Could you please count how many lines in the data below hold the string "Cargo"? Reply with only the number.
********
PR #533, opened 2022-04-23
Cleanup `Cargo.lock` files across workspace

tarcieri:
Removes stale `Cargo.lock` files leftover from when before all of the crates in this workspace were merged into a single repo.

Also moves `platforms/markdown-table-gen` out of the toplevel workspace, and ignores lockfiles for both it and `platforms/platforms-data-gen`.


06kellyjac:
> ..., it is recommended that all binaries check in their Cargo.lock.

`cargo-audit` is a binary so it should really have kept it's `Cargo.lock` file IMO

cc: @tarcieri

tarcieri:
********
Result below = 4